In the acrimonious arena that is Kenya politics today, it is understandably risky to loudly give the Kenya Kwanza government any positive reviews. But alas, where else could we meet President William Ruto discreetly to give him a piece of our mind away from the public eye?
But peering soberly and honestly past the thick forest of invective and loathing that Kenyans routinely direct upstairs nowadays, we will, as the cliché goes, avoid throwing out the genuinely good ‘child’ envisioned by Dr Ruto’s acclaimed original manifesto with the bathwater.
For without doubt, the philosophy of Ruto’s Bottom-Up Economic Transformation Agenda (being anchored as it is on genuinely strong pillars such as Micro Small and Medium Enterprises (MSMEs), Universal Health Care, Digital Superhighway and Creative Economy, Housing and Settlement and Agriculture) is a fitting prescription for any country aspiring to ascend into the middle-income echelon of nations.
Where most observers find fault is in the government’s apparently hurried and unnecessarily ‘all-at-once’ rollout of ideas as opposed to exhausting the implementation of one pillar before proceeding to the next. This has led to immense agony for local taxpayers, and to general public outcry.
As it is now, advanced national discourses have come in fast and furiously. From the Housing levy to the Universal Health Care controversies to the New University Funding Model and the contested privatisation of the main airport, ad infinitum, it has been quite mind-boggling. Unrelenting inundation with numerous novel ideas has left many Kenyans extremely exhausted and bewildered.
Regardless, the government’s initial strategy of streamlining the agriculture sector- on which this article focuses - by subsidising farm inputs was spot on, given the primacy of the shamba in the Kenyan psyche where everyone from the President down to the janitor is a farmer of some sort, be it of herb, bird or cow. Singling out this omnipresent sector for treatment was quite inspired, since most other processes such as manufacturing, investment and wealth creation always annex themselves to it automatically.
Sadly, the momentum was slowed by the shameful introduction of fake fertilisers into the market, and there is consensus that the process was never properly concluded. Other critical inputs besides fertilisers should have been thrown into the equation, and deliberate efforts at value addition proactively made.
As expected, availability of cheap fertilisers led to increased output by the farmers, then to a glut in the market for perishable produce such as potatoes and cabbages, and finally, to unnecessary spoiling and wastage of fresh produce. There was therefore need to pre-plan for increased shelf-life of the accruing harvests by enabling value-addition of products preferably within the same location where production takes place.
This has largely happened in the milk sector with products such as yoghurt and butter having more longevity than the highly perishable raw milk, thereby guaranteeing a robust value chain besides attracting premium prices.
In the process, different kinds of markets for by-products of raw milk have emerged, especially among the growing number of urban connoisseurs of cheeses, ghee, sour milk and other higher order milk derivatives.
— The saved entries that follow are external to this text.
PR #132, opened 2021-11-03
Restructure reward pool

IanCal:
Trying to remove the partial claims while transitioning the contract to a state that can support more use cases.

Key changes:

* Store which leaf nodes have been claimed as a boolean rather than a total (#cs-2250 do not support someone taking half of their reward today and half tomorrow)
* * The balance functions have been deleted because of this
* Support the case when someone wants to withdraw tokens but there aren't enough (#CS-2457)
* Leaf node now contains all of the data required for a claim
* You can check the validity of a leaf node without having to claim (#CS-2052) which means we can support giving people a provable status without needing nfts.
* A token type has been added, so we can have
* * Typical claims of tokens
* * NFT claims, and distinguish between different cases (minting vs just transferring)
* * Non-tokens, where we just encode data to represent some status/other thing
* Start & end valid ranges for claims (#cs-2492)

This covers a few things partly because it all required changing the data structure so they'd all conflict. I can extract this out into different PRs for clarity if the broad strokes seem sensible.

Questions/outstanding:

* ~~Cycles are still one for everything, having one per reward program is the next step. As it's not tied with the data structure change I wanted to split that out~~ Multiple cycles PR here https://github.com/cardstack/card-pay-protocol/pull/143
* Actual NFT transfers - there's a space for this to happen but no actual code

---

Tickets covered:
#cs-2250
#cs-2052
#cs-2492
#cs-2457


tintinthong:
> This is obviously a large breaking change requiring SDK & backend changes as well. If this is where we want to end up, do we want to plan a smoother transition in stages?

I would say go crazy. Change everything in a pr but don't merge yet. Because we don't want hassan to need to handle deploys that feature flag changes. There is an emulation of how merkle trees work here in `test/utils/cumulative-payment-tree` and `test/utils/merkle-tree`. So I'd rather change the behaviour here first before we move anything to tally or the sdk. Also, lets use the pattern of having a big pr and multiple prs that merge into it.

tintinthong:
> NOTE - I don't understand the types in solidity at the moment, and am aware this doesn't build - hopefully the flow I'm proposing makes sense despite mixing up calldata/memory and conversions between bytes/bytes32/etc

From what I understand, `calldata` is specified only as a parameter of an external function and is non-mutable. See [here](https://ethereum.stackexchange.com/questions/74442/when-should-i-use-calldata-and-when-should-i-use-memory). But the implications to the dev is little.

contracts/RewardPool.sol
```diff
@@ -92,13 +92,39 @@ contract RewardPool is Initializable, Versionable, Ownable {
...
+    bytes calldata leaf,
+    bytes calldata proof
+  ) external view returns (bool) {
+    uint256 paymentCycleNumber = uint256(leaf[4]);
+    uint256 root = payeeRoots[paymentCycleNumber];
+    return proof.verify(root, keccak256(leaf));
+  }
+
+  function claimed(leaf) external view returns (bool) {
+    uint256 paymentCycleNumber = uint256(leaf[4]);
```
tintinthong: think you meant to use `abi.decode()` here.

contracts/RewardPool.sol
```diff
@@ -92,13 +92,39 @@ contract RewardPool is Initializable, Versionable, Ownable {
...
   ) external returns (bool) {
-    require(amount > 0, "Cannot claim non-positive amount");
+
+    uint256 rewardProgramID = uint256(leaf[0]);
+    uint256 payableToken = uint256(leaf[1]);
+    address payee = address(leaf[2]);
+    uint256 amount = uint256(leaf[3]);
+    uint256 paymentCycleNumber = uint256(leaf[4]);
+
+    require(msg.sender == payee, "Can only be claimed by payee");
```
tintinthong, line 126: I love this simplification into 3 requires.

contracts/RewardPool.sol
```diff
@@ -92,13 +92,39 @@ contract RewardPool is Initializable, Versionable, Ownable {
...
   function claim(
-    address rewardProgramID,
-    address payableToken,
-    uint256 amount,
+    bytes calldata leaf,
     bytes calldata proof
   ) external returns (bool) {
-    require(amount > 0, "Cannot claim non-positive amount");
+
+    uint256 rewardProgramID = uint256(leaf[0]);
```
tintinthong: why is rewardProgramID a `uint256`. I previously used the id as an ethereum address.

contracts/RewardPool.sol
```diff
@@ -92,13 +92,39 @@ contract RewardPool is Initializable, Versionable, Ownable {
...
+    uint256 payableToken = uint256(leaf[1]);
```
tintinthong: payableToken is definitely an address

contracts/RewardPool.sol
```diff
@@ -92,13 +92,39 @@ contract RewardPool is Initializable, Versionable, Ownable {
     return true;
   }
 
+  function valid(
+    bytes calldata leaf,
+    bytes calldata proof
```
tintinthong: im assuming here that proof does not have meta appended to it?

tintinthong: I notice you combined everything into leaf. So even things that were not in the original leaf such as `paymentCycle` was just included into leaf.

tintinthong:
> If the leaf node stores the amount to claim, and we know if it's been claimed (claimed function added) then I don't think we need the balance checking functions

Agreed. We do however, still need balance checking functions offchain.  So offchain balance function will need to check for weather a proof is claimed.

contracts/RewardPool.sol
IanCal: Yeah, my idea was to have two things, the leaf node and the proofs. Leaf is now kind of what was the meta & the calling arguments, and in my mind should contain everything needed to verify it's valid. 

Requires a change elsewhere obviously.

tintinthong:
> Leaf nodes can contain any extra data we need, and still be verifiable. The functions only care about the start of the structure

Think we would want to lock down on this because the merkle tree will hash the leaf. Mainly because of the `abi.encode` and `abi.decode`, which requires you to specify data types of the encoding. 

> This doesn't support NFT claiming, but with the leaf nodes being more flexible perhaps that's a non-breaking change to update

I think we need to think about this soon and change the leaf structure accordingly. I don't think we have or should allow that degree of freedom of extra bytes so we can make our mind what the leaf is.

contracts/RewardPool.sol
IanCal: Looks like we'd need to swap out a packed encoding for a non-packed one as we can't do abi.decodepacked (doesn't exist).
If that's the case, and it has to be a bytes32 array, then because addresses are 20 bytes we'd have lots of space in the "address" bytes32 to store info about the contract (such as whether it's an nft or not).

Clear cost of increased size of data & the hashing though.

tintinthong:
All in all. I think this is a FANTASTIC refactor of the reward pool contract. Tho I think the next step would be to finalise how nft fits into this if that is still a requirement. Because this change will propagate a lot of changes everywhere already so might as well kill all birds with one stone.

contracts/RewardPool.sol
```diff
@@ -220,49 +205,10 @@ contract RewardPool is Initializable, Versionable, Ownable {
...
-      return
-        cumulativeAmount.sub(
-          claims[paymentCycleNumber][rewardProgramID][payableToken][_address]
-        );
-    } else {
-      return 0;
-    }
-  }
-
   function splitIntoBytes32(bytes memory byteArray, uint256 numBytes32)
```
IanCal, line 208: remove this again by swapping for abi.decode in those places

IanCal:
This currently has an issue when two NFTs are claimable in a single reward cycle, as the claimed check would be the same for both. I'll sketch out swapping the claimed storage for a hash of the leaf node.

I've tried combining these using a more nested approach, but there are a few sticking points to do with ordering of the necessary fields.

test/utils/cumulative-payment-tree.js
```diff
@@ -22,45 +22,8 @@ const _ = require("lodash");
...
-    // find a better way to check this
-    if (!leaf) {
-      return bufferToHex(zeros(32));
-    }
-    return this.getHexProof(leaf, [
-      paymentCycle,
-      this.amountForPayee(rewardProgramID, payee, token),
-    ]);
+    super(paymentList);
+    this.paymentNodes = paymentList;
```
IanCal, line 26: This is so thin now the tree can almost be removed. Will refactor this a little to move the custom payment part into this and rename it.

contracts/RewardPool.sol
```diff
@@ -92,65 +93,112 @@ contract RewardPool is Initializable, Versionable, Ownable {
...
   function claim(
-    address rewardProgramID,
-    address payableToken,
-    uint256 amount,
-    bytes calldata proof
-  ) external returns (bool) {
-    require(amount > 0, "Cannot claim non-positive amount");
+    bytes calldata leaf,
+    bytes32[] calldata proof,
+    bool partialClaimAllowed
```
tintinthong, line 155: do we really want to maintain `partialClaimAllowed`

IanCal: Probably a better name required here, this is for the requirement of "what if there's not enough in the pool for the full claim, do you still want to just get as much as you can".

Could maybe be two clear claim functions?

contracts/RewardPool.sol
```diff
@@ -92,65 +93,112 @@ contract RewardPool is Initializable, Versionable, Ownable {
     return true;
   }
 
+  function valid(
+    bytes memory leaf,
+    bytes32[] memory proof
+  ) public view returns (bool) {
+        (
+      address rewardProgramID,           // solhint-disable-line no-unused-vars
```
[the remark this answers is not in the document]
alex-cardstack: actually I think it might be better if only for slightly reduce gas consumption not assigning those vars, but maybe the compiler optimises it out anyway

test/RewardPool-test.js
```diff
@@ -372,6 +406,11 @@ contract("RewardPool", function (accounts) {
           paymentCycle
         );
         root = merkleTree.getHexRoot();
+        rewardPool.submitPayeeMerkleRoot.estimateGas(root, { from: tally }).then(
+          function(gas) {
```
alex-cardstack, line 410: All this lint stuff is [prettier](https://prettier.io/), ideally your editor should run on save but not sure what editor you're using or how much of a yak shave it is to set that up

test/RewardPool-test.js
```diff
@@ -571,7 +610,7 @@ contract("RewardPool", function (accounts) {
       });
     });
 
-    describe("claim", function () {
+    describe.only("claim", function () {
```
alex-cardstack, line 613: `.only` left in

alex-cardstack (commented):
Looking good, I guess if we go the safe route for reward pool storage there will be some changes here but what's here makes sense

test/RewardPool-test.js
IanCal: Perfect, wanted this but didn't want to run a different thing to everyone else. Is easy to setup on save, will do that.

contracts/RewardPool.sol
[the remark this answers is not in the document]
IanCal: Yeah, had tried to mark them as unused in other ways but hadn't found one that worked, this does thanks! I initially tried adding in the commented variables to make it less likely something pulls the wrong part of the data, but the formatter pulls them out into weird places so have gone with the first format.

contracts/RewardPool.sol
```diff
@@ -92,55 +93,56 @@ contract RewardPool is Initializable, Versionable, Ownable {
...
-        msg.sender,
-        rewardProgramID
-      ),
-      "can only withdraw for safe registered on reward program"
+  function valid(bytes memory leaf, bytes32[] memory proof)
+    public
+    view
+    returns (bool)
+  {
+    (, uint256 paymentCycleNumber, , , , , ) = abi.decode(
```
alex-cardstack, line 101: Sorry to be a pain, but now that I see this I hate it even more, it feels like a big footgun. If the comments weren't pulled out by the annoying formatter then it would be better but actually still pretty error prone.

I think it would be really nice to have a single source of truth for "how to extract the `paymentCycleNumber` from leaf bytes, so a function `extractPaymentCycleNumber(bytes memory leaf) returns (uint256)` etc

Adding a bunch of getters like this in this contract will bloat bytes and not be reusable. I think that this is a great use case for a library with external view functions, which is deployed at it's own address on the blockchain and therefore doesn't count towards this contract's bytesize limit.

It's a bit nitpicky I know, but I feel having a SSOT for decoding this that can be used here and in other contracts will be a prudent way to do this and less error-prone as we use it more often.

contracts/RewardPool.sol
```diff
@@ -150,7 +152,71 @@ contract RewardPool is Initializable, Versionable, Ownable {
...
+  }
+
+  function claim(
+    bytes calldata leaf,
+    bytes32[] calldata proof,
+    bool acceptPartialClaim
+  ) external nonReentrant returns (bool) {
+    (
+      address rewardProgramID,
+      ,
```
alex-cardstack, line 164: Yeah this is worse to review / read IMO, sorry, I think library or previous approach if the library is too yak shavey.

alex-cardstack (changes requested):

IanCal:
@alex-cardstack I've rolled back to the previous way of pulling out the data for the leaf nodes

* Structs would be nice but the abi decoder in solidity 0.5 doesn't support nicely extracting into them, and the v2 encoder was not only experimental at that point but there are comments that there were some serious issues before 0.6
* Returning structs from a function also didn't work with a similar abi encode/decode error. Unsure if that's the older solidity or a misunderstanding on my side.

You may be right about using another contract, but I think it would be clearer as a change if it's on top of this as this already merges a bunch of changes together.

alex-cardstack (approved):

This success could be replicated among other products by, for example, converting potatoes to crisps, or drying and storing up vegetables without compromising nutrition.
On the international stage, Ghana has shown that this can be done by beginning to produce chocolate after generations of buying back their own cocoa exorbitantly from Europe as processed products. Without stirring the hornet’s nest unnecessarily, Kenya should take cue and similarly plan for importing less Nescafe from Switzerland in future.
Secondly, the value-augmentation of products should go hand in hand with improved local market access. This calls for a shift from the populist practice where tarmacked roads, water, energy and Information and Communications Technology lines often lead to the homes of political VIPs, or performatively connect towns, to a more utilitarian model where infrastructural service lines link up agricultural production centres.
This, coupled with promulgation of cross-county trade treaties and use of existing agricultural data will facilitate easy movement of agricultural goods locally based on demand and supply, and encourage growth of agri-business. Ultimately, no one will fail to quaff camel milk, or enjoy the popular camel soup just because they do not live in Marsabit or Mandera.
Mombasa coconuts will be ubiquitous Kenya-wide, as will be Kisumu’s fish, while the northern frontier of the country will partake fresh potatoes and cabbages from the highlands as though they themselves lived there.
When you think of it, it was tragic that our counties, originally envisioned as economic units ultimately became political. Through the collaboration of the county ministries of trade and their national counterpart, we would have expected to see the most ideal and effective resource mobilisation, revenue generation and positive competition and other stuff necessary for spurring national growth taking place in the devolved units. Had this happened, counties would be asking for less and less capitation from the national government with the passage of time, contrary to what is happening currently.
Finally, the rollout of the Bottom-Up Economic Transformation Agenda should be allowed to flow naturally, even if it means continuing into future political regimes.